◆ **INSTRUCTIONS FOR THE TASK**: Every line of the material that includes the word "askalf" is to be shown.

──────── DATASET SECTION ────────

PR #1222, opened 2026-09-06
docs: cordon integration (PII redaction in front of dario)

askalf:
Adds `docs/integrations/cordon.md`: how to put [cordon](https://github.com/askalf/cordon) in front of dario so PII, card numbers and secrets are tokenized before a shared subscription's proxy, the provider, or provider logs ever see them, and restored in the reply.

────────

◆ **ANSWER TO THIS EXERCISE**:
askalf:
Adds `docs/integrations/cordon.md`: how to put [cordon](https://github.com/askalf/cordon) in front of dario so PII, card numbers and secrets are tokenized before a shared subscription's proxy, the provider, or provider logs ever see them, and restored in the reply.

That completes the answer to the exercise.